__Records to use__:
PR #2585, opened 2024-03-05
fix: Change return type of getConversationByGroupID to nullable for epoch changes

alexandreferris:
----

- The **PR Title**

- The **PR Description**
  - [X]  is free of optional paragraphs and you have filled the relevant parts to the best of your ability
----

# What's new in this PR?

### Issues

While observing epoch changes for calls (SubConversation) it would fail and log an error message as it did not find a conversation with its GroupId.

### Causes (Optional)

Calls (SubConversation) on MLS is only stored in memory and not in the DB, thus resulting in an error log when it did not find.

### Solutions

Change return type of `getConversationByGroupID` to be nullable and change its execution to `executeOneOrNull` so it returns null when it doesn't find it as there is no need to observe epoch changes for calls.

#### Test Coverage (Optional)

#### How to Test

- Have E2EI + MLS enabled
- Have 2 Users [A, B]
- Have a call between both Users
- Start/Join call and keep an eye on the logs, there should be no error log for:

```
java.lang.NullPointerException: ResultSet returned null for Conversations.sq:selectByGroupId
```

### DIFF
--- a/monkeys/src/main/kotlin/com/wire/kalium/monkeys/conversation/Monkey.kt
+++ b/monkeys/src/main/kotlin/com/wire/kalium/monkeys/conversation/Monkey.kt
@@ -313,7 +313,7 @@ private suspend fun getAuthScope(coreLogic: CoreLogic, backend: Backend): Authen
             isOnPremises = true,
             apiProxy = null
         )
-    ).invoke()
+    ).invoke(null)
     if (result !is AutoVersionAuthScopeUseCase.Result.Success) {
         error("Failed getting AuthScope: $result")
     }
--- a/persistence/src/commonTest/kotlin/com/wire/kalium/persistence/dao/ConversationDAOTest.kt
+++ b/persistence/src/commonTest/kotlin/com/wire/kalium/persistence/dao/ConversationDAOTest.kt
@@ -1811,7 +1811,7 @@ class ConversationDAOTest : BaseDatabaseTest() {
     }
 
     @Test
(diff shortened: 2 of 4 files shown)


MohamadJaara (approved):

MohamadJaara (approved):

monkeys/src/main/kotlin/com/wire/kalium/monkeys/conversation/Monkey.kt
```diff
@@ -313,7 +313,7 @@ private suspend fun getAuthScope(coreLogic: CoreLogic, backend: Backend): Authen
             isOnPremises = true,
             apiProxy = null
         )
-    ).invoke()
+    ).invoke(null)
```
vitorhugods, line 316: Expected change?

Garzas (approved):

persistence/src/commonTest/kotlin/com/wire/kalium/persistence/dao/ConversationDAOTest.kt
```diff
@@ -1810,6 +1810,22 @@ class ConversationDAOTest : BaseDatabaseTest() {
         )
     }
 
+    @Test
+    fun givenSubConversationGroupIdForCall_whenGettingConversationByGroupId_thenReturnNull() = runTest {
```
vitorhugods, line 1814:
```suggestion
    fun givenInsertedConversations_whenGettingConversationByInexistingGroupId_thenReturnNull() = runTest {
```

The DB has no idea what "subconversation" means. So might as well keep it generic insteaed of over-specific.

vitorhugods (approved):

PR #2590, opened 2024-03-05
fix: showing degradation alert dialog [WPB-6971] [WPB-6972]

saleniuk:
----

- The **PR Title**

- The **PR Description**
----

# What's new in this PR?

### Issues

The degradation alert dialog is showing when sending first message in verified conversation but it's not showing when sending messages in a group that's degraded.

### Causes (Optional)

Wrong boolean expression leading to persisting the inverted value.

### Solutions

Invert the boolean expression to `setDegradedConversationNotifiedFlag` when the new status is **not** `DEGRADED`, because if this flag is true it means that the user has been already notified about conversation being degraded or there's no need to inform the user because the conversation is not degraded.
Also added another check in `addMessageAfterProteusVerificationStatusChange` trigger to only change the `degraded_conversation_notified` flag if the proteus verification status changes and the conversation still actually uses proteus, otherwise if only `MLS` protocol is used then `proteus_verification_status` should not trigger degradation alert dialog anymore, only MLS' `verification_status` changes should be taken into account in that case.

#### Test Coverage (Optional)

#### How to Test

Have a verified MLS conversation and add new non-verified user (degradation alert dialog should be shown) or send first message in a verified conversation (degradation alert dialog should not be shown).

----

----

----
##### References

### DIFF
--- a/logic/src/commonMain/kotlin/com/wire/kalium/logic/feature/conversation/MLSConversationsVerificationStatusesHandler.kt
+++ b/logic/src/commonMain/kotlin/com/wire/kalium/logic/feature/conversation/MLSConversationsVerificationStatusesHandler.kt
@@ -127,6 +127,6 @@ internal class MLSConversationsVerificationStatusesHandlerImpl(
 
         persistMessage(conversationDegradedMessage)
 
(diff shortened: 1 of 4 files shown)


MohamadJaara (approved):
great work 🚀

Garzas (approved):

PR #2624, opened 2024-03-11
fix: handle with scheme and domain from corecrypto [WPB-7084]

saleniuk:
----

- The **PR Title**

- The **PR Description**
----

# What's new in this PR?

### Issues

When getting user identities from core crypto, `handle` field has a different format because it contains also scheme and domain.

### Solutions

Provide another property that returns only the core handle without scheme, `%40` at sign and domain.

#### Test Coverage (Optional)

#### How to Test

Create a new MLS group with all users verified - it should have a badge.

### Notes (Optional)

### Attachments (Optional)

----

----

----
##### References

### DIFF
--- a/cryptography/src/commonMain/kotlin/com/wire/kalium/cryptography/IDs.kt
+++ b/cryptography/src/commonMain/kotlin/com/wire/kalium/cryptography/IDs.kt
@@ -72,7 +72,7 @@ data class CryptoQualifiedClientId(
 
 data class WireIdentity(
     val clientId: CryptoQualifiedClientId,
-    val handle: String,
+    val handle: String, // handle format is "{scheme}%40{handle}@{domain}", example: "wireapp://%40hans.wurst@elna.wire.link"
     val displayName: String,
     val domain: String,
     val certificate: String,
@@ -80,7 +80,10 @@ data class WireIdentity(
     val thumbprint: String,
     val serialNumber: String,
     val endTimestamp: Long
-)
+) {
+    val handleWithoutSchemeAtSignAndDomain: String
+        get() = handle.substringAfter("://%40").removeSuffix("@$domain")
+}
 
 enum class CryptoCertificateStatus {
     VALID, EXPIRED, REVOKED;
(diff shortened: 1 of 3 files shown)


cryptography/src/commonMain/kotlin/com/wire/kalium/cryptography/IDs.kt
```diff
@@ -72,15 +72,18 @@ data class CryptoQualifiedClientId(
...
     val domain: String,
     val certificate: String,
     val status: CryptoCertificateStatus,
     val thumbprint: String,
     val serialNumber: String,
     val endTimestamp: Long
-)
+) {
+    val handleWithoutSchemeAtSignAndDomain: String
+        get() = handle.substringAfter("://%40").removeSuffix("@$domain")
```
MohamadJaara, line 85: i assume the %40 is  because it is url encoded,, so can we decode it first and then split?

Garzas (approved):

vitorhugods (approved):
As much as this PR fixes things, I'd love to see a PR that prevents things to be broken in the first place.

Something that properly defines what a `Handle` is, checks for its format, etc.
In general, avoiding using `String` completely. Just once during creation and then we're safe. Single point of failure during creation of the object should be preferred instead of having to know the format of the String everywhere.

```
data class Handle(
    val userId: String,
    val userDomain: String
) {
    companion object {
        fun fromString(rawValue: String): Handle{
            // TODO
        }
    }
}
```

cryptography/src/commonMain/kotlin/com/wire/kalium/cryptography/IDs.kt
saleniuk: @MohamadJaara `URLDecoder` is from Android, do we have any multiplatform encoding solution?

saleniuk: I will just merge it like this for now, we can update it later.

PR #2633, opened 2024-03-12
fix: E2EI enroll twice on login

borichellow:
# What's new in this PR?

### Issues

If the E2EI is enabled when user logs in, user has to enroll the certificate 2 times: 
- just after login in EnrollE2EIScreen
- in Dialog on HomeScreen

### Causes (Optional)

mistake in `GetE2eiCertificateUseCaseImpl` which is used in `ObserveE2EIRequiredUseCase`: 
When the user just logged in app strats to observe if it needs to ask user to enroll the certificate. For that it checks if E2EI is required AND If current client has a certificate.
To get "If current client has a certificate" it needs to get MLSGroupId, which is stored in Conversation with that user (SELF conversation in that case).
But the problem is that there is no any conversations in DB when user just logged in. 

So `GetE2eiCertificateUseCaseImpl` gets `StorageFailure.DataNotFound` which is about the conversation, but not a certificate itself. 

### Solutions

In `GetE2eiCertificateUseCaseImpl`: do not map `StorageFailure.DataNotFound` into `GetE2EICertificateUseCaseResult.NotActivated`, but into `GetE2EICertificateUseCaseResult.Failure`


vitorhugods (commented):
Tests that cover this?

borichellow:
> Tests that cover this?

there are a lot of it in `ObserveE2EIRequiredUseCaseTest` :) 
But i can add tests for `GetE2eiCertificateUseCase` too :)

Garzas (approved):

logic/src/commonMain/kotlin/com/wire/kalium/logic/feature/e2ei/usecase/GetE2EICertificateUseCase.kt
```diff
@@ -37,10 +36,7 @@ class GetE2eiCertificateUseCaseImpl internal constructor(
 ) : GetE2eiCertificateUseCase {
     override suspend operator fun invoke(clientId: ClientId): GetE2EICertificateUseCaseResult =
         mlsConversationRepository.getClientIdentity(clientId).fold(
-            {
-                if (it is StorageFailure.DataNotFound) GetE2EICertificateUseCaseResult.NotActivated
-                else GetE2EICertificateUseCaseResult.Failure
```
MohamadJaara, line 42: are we sure this will fix it but not break other stuff
what if the self conversation is there but the cert is actually `DataNotFound`

MohamadJaara (changes requested):

logic/src/commonMain/kotlin/com/wire/kalium/logic/feature/e2ei/usecase/GetE2EICertificateUseCase.kt
borichellow: I'm quit sure about it. 
`DataNotFound` is a child of `StorageFailure`, MLS shouldn't return it. 
If user has no certificate `mlsConversationRepository.getClientIdentity` returns `Either.Right(null)`.

MohamadJaara (approved):

PR #2643, opened 2024-03-13
fix: MLS enabling setting [WPB-7097]

borichellow:
# What's new in this PR?

### Issues

Wrong calculating if MLS is enabled for user or not. 

### Causes (Optional)

Nobody knows how it should work :) 

### Solutions

Fix it: 
- if the MLS is enabled in settings AND MLS is in the supported protocols list, 
- in all other cases MLS is disabled.

AND 
in `com.wire.kalium.logic.data.featureConfig.MLSModel` make field `allowedUsers` nullable as it might be removed in the future.

### DIFF
--- a/logic/src/commonMain/kotlin/com/wire/kalium/logic/data/featureConfig/FeatureConfigModel.kt
+++ b/logic/src/commonMain/kotlin/com/wire/kalium/logic/data/featureConfig/FeatureConfigModel.kt
@@ -77,7 +77,7 @@ data class SelfDeletingMessagesConfigModel(
 )
 
 data class MLSModel(
-    val allowedUsers: List<PlainId>,
+    val allowedUsers: List<PlainId>?,
     val defaultProtocol: SupportedProtocol,
     val supportedProtocols: Set<SupportedProtocol>,
     val status: Status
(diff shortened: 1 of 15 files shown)


network/src/commonMain/kotlin/com/wire/kalium/network/api/base/authenticated/featureConfigs/FeatureConfigResponse.kt
```diff
@@ -85,7 +85,7 @@ data class ClassifiedDomainsConfigDTO(
 @Serializable
 data class MLSConfigDTO(
     @SerialName("protocolToggleUsers")
-    val protocolToggleUsers: List<String>,
+    val protocolToggleUsers: List<String>?,
```
MohamadJaara, line 88: this can be removed

logic/src/commonMain/kotlin/com/wire/kalium/logic/data/featureConfig/FeatureConfigModel.kt
```diff
@@ -77,7 +77,7 @@ data class SelfDeletingMessagesConfigModel(
 )
 
 data class MLSModel(
-    val allowedUsers: List<PlainId>,
+    val allowedUsers: List<PlainId>?,
```
MohamadJaara, line 80: same for here

MohamadJaara (approved):

ohassine (approved):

__What you have to do__: Please tally the lines of the entries that hold "field" and give only the resulting number.

__Answer space__: 2